# Aim of the exercise
From the line containing "Howdy Jamie!" onward to the last line of the data below, copy each line exactly and add nothing.

-=-=-

PR #829, opened 2024-06-14
Fix redirects to site root

iliajie:
Howdy Jamie!

As discussed earlier, when **Source URL path** is set to `/some-path` and **URL on this website** is set to `/`, it used to produce a false-positive error:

-=-=-

# Written response
Howdy Jamie!

As discussed earlier, when **Source URL path** is set to `/some-path` and **URL on this website** is set to `/`, it used to produce a false-positive error:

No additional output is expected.